(TASK INSTRUCTIONS):
Scan the entries below for the string "namespace" and copy every line where it turns up.

::: DATASET CONTENT

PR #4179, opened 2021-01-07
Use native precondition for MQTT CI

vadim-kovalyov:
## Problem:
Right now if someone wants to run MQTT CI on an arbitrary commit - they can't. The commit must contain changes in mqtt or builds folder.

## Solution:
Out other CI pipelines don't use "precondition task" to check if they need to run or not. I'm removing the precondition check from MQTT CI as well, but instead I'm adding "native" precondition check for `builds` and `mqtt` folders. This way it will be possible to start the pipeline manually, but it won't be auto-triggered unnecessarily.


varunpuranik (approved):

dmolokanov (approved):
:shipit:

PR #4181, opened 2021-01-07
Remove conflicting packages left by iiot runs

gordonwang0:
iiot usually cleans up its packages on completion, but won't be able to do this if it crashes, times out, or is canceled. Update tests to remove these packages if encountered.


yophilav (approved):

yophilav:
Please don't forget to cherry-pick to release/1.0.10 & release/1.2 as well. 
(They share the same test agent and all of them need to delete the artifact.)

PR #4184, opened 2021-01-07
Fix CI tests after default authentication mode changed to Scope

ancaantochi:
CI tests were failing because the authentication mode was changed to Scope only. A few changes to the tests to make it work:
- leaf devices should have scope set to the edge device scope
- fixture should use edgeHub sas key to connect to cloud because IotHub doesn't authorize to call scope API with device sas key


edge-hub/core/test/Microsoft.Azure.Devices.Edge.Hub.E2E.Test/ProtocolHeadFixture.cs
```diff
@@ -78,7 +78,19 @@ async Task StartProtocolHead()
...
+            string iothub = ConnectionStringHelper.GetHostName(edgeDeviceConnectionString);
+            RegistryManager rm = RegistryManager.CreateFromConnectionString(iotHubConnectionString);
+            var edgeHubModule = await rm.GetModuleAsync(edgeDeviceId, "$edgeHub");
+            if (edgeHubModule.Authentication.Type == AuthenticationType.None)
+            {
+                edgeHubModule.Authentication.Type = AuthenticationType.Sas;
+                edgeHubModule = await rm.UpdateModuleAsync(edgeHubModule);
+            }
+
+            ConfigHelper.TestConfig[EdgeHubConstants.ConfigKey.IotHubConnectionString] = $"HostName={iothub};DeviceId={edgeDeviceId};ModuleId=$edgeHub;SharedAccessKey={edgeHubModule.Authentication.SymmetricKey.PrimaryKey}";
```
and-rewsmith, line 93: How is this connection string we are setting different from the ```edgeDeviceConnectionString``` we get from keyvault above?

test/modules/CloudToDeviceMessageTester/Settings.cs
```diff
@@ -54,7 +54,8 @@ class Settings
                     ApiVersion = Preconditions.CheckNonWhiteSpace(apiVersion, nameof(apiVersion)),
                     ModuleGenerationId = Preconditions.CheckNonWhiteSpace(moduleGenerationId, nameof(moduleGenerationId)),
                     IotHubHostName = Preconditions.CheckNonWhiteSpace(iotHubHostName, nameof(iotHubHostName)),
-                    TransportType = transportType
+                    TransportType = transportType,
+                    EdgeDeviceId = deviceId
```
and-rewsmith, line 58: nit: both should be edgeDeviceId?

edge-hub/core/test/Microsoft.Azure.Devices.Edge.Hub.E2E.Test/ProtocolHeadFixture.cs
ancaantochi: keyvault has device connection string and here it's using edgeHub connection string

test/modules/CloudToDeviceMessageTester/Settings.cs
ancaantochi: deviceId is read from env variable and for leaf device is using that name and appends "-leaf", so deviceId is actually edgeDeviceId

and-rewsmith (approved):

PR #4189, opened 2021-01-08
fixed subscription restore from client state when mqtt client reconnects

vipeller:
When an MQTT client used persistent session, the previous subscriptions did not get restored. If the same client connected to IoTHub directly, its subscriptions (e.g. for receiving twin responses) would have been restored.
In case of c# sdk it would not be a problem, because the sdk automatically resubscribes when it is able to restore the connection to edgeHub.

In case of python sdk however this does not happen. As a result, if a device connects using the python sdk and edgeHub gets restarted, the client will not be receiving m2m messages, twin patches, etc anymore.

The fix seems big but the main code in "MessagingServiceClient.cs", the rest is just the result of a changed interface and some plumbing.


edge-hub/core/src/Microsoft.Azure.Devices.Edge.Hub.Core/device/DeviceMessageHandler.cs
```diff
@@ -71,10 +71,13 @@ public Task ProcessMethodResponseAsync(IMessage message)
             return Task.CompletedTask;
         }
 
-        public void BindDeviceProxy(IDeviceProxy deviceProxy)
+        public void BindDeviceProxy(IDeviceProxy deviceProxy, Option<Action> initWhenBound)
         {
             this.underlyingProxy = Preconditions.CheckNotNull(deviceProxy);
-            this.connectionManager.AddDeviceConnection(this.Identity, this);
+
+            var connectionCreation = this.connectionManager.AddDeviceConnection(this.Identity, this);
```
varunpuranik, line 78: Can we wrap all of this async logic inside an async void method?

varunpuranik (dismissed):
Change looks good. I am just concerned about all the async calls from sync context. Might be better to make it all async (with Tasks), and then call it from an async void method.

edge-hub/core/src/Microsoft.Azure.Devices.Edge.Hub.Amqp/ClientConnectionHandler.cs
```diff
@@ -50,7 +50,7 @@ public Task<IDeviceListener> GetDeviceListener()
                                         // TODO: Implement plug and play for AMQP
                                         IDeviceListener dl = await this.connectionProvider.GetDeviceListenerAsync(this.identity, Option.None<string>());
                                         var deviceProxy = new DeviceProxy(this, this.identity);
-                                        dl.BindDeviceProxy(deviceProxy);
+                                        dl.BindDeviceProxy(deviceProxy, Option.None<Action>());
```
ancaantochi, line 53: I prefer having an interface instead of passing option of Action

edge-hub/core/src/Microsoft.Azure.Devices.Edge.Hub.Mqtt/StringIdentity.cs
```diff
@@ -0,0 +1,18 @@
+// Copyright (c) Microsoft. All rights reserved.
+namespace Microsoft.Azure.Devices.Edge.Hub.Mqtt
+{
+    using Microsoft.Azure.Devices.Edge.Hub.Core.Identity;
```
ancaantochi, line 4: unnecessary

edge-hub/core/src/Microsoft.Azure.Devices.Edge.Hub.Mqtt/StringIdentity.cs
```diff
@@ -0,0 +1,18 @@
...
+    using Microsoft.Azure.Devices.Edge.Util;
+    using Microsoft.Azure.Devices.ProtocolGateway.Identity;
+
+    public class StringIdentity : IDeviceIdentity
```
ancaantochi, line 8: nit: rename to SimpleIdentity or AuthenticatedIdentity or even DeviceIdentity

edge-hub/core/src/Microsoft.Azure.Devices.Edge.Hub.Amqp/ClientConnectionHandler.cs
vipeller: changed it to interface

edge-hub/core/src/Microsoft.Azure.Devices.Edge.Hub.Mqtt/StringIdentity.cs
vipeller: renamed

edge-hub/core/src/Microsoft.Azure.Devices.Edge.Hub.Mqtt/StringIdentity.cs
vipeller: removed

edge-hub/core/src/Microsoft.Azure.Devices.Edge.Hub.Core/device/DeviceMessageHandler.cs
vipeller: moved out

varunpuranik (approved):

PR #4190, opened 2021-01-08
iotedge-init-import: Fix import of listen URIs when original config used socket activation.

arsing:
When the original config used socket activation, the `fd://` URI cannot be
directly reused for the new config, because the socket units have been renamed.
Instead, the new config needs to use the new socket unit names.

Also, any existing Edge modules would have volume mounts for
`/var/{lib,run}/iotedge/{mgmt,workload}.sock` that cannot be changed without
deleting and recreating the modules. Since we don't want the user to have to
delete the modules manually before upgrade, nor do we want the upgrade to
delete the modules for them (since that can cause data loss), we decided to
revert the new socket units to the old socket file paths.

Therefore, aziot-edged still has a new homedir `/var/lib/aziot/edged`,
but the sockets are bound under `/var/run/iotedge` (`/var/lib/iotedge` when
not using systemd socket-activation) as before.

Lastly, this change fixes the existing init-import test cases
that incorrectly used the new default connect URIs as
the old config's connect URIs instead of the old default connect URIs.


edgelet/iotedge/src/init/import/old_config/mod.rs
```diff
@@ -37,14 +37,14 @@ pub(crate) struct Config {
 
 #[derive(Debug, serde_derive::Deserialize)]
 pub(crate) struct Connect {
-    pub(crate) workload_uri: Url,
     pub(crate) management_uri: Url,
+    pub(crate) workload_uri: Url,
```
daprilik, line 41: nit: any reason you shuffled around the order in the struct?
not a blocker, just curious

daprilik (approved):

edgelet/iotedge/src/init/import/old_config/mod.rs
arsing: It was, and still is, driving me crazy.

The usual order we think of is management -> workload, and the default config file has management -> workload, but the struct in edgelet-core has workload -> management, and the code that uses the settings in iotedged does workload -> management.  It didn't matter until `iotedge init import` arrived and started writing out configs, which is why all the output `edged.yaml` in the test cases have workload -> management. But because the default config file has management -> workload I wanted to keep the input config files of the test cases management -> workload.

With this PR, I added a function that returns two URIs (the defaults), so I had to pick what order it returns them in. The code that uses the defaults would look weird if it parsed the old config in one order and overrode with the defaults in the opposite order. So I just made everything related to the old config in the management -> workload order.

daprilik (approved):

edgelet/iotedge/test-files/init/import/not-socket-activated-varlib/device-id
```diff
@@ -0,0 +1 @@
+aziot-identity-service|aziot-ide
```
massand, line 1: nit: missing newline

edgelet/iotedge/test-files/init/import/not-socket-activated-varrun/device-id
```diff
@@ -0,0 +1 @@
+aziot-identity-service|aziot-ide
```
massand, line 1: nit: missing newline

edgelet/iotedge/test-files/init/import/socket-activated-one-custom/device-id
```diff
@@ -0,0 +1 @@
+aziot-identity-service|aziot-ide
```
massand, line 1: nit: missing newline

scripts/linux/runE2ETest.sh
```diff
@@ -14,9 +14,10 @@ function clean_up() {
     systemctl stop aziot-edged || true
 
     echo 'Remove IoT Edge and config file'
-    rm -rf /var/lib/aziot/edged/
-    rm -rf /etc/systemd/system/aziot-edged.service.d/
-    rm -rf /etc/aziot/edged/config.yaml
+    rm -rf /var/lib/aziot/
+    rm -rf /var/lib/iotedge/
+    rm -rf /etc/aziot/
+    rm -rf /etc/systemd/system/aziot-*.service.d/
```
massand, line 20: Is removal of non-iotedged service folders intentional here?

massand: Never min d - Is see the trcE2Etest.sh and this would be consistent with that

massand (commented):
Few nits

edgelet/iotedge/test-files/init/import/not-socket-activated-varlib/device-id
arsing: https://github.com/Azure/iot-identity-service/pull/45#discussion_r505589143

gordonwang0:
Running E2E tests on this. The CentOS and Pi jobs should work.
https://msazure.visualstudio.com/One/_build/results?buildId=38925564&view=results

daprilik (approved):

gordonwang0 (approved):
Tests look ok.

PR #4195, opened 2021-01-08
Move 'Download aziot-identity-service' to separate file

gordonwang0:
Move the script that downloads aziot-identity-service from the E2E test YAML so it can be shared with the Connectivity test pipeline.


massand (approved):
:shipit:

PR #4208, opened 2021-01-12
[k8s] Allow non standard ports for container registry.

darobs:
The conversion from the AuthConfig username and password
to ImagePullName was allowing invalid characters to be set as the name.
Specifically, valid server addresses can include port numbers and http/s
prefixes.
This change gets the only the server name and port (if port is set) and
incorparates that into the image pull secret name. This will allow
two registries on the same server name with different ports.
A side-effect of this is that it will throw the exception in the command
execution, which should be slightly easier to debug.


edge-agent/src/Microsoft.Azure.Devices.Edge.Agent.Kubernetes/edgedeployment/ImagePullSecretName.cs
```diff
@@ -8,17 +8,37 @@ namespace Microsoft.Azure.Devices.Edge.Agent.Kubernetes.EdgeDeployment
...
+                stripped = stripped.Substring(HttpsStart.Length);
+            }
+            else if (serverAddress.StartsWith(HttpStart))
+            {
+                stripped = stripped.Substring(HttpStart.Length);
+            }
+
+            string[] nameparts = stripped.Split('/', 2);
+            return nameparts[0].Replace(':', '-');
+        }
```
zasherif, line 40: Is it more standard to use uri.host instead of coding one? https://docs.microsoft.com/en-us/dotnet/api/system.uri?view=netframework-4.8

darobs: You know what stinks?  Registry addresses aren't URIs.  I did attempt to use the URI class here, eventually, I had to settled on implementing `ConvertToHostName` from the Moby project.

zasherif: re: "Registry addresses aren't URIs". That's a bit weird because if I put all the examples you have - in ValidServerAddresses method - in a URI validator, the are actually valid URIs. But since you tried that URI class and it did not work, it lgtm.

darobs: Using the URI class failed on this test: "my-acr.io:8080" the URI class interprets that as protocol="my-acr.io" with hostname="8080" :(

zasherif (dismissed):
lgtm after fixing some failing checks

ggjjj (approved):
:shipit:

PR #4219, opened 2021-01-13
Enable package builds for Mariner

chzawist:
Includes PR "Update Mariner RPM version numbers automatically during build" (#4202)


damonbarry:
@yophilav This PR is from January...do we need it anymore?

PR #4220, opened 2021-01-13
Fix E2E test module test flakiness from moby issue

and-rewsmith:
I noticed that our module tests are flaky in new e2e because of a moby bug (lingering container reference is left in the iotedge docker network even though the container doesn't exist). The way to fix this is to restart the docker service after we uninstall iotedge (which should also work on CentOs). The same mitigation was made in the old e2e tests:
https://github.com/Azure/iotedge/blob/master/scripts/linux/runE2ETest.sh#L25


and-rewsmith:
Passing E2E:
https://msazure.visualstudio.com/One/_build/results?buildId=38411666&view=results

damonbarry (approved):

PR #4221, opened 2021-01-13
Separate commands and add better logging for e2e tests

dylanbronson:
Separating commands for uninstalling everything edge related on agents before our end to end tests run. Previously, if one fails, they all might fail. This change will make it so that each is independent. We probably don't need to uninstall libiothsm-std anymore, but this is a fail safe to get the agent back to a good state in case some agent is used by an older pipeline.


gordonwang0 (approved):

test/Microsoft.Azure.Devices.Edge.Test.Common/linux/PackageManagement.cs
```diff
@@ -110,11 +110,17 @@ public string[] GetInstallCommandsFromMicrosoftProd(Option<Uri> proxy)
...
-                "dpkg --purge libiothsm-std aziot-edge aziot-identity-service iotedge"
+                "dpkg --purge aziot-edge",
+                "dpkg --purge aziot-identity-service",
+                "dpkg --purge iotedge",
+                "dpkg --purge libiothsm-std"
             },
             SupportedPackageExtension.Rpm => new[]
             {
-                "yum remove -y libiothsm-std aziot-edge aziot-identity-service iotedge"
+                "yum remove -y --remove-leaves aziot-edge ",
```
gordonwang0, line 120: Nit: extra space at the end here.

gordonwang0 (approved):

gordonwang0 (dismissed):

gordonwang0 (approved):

::::::

(THE ANSWER):
+namespace Microsoft.Azure.Devices.Edge.Hub.Mqtt
@@ -8,17 +8,37 @@ namespace Microsoft.Azure.Devices.Edge.Agent.Kubernetes.EdgeDeployment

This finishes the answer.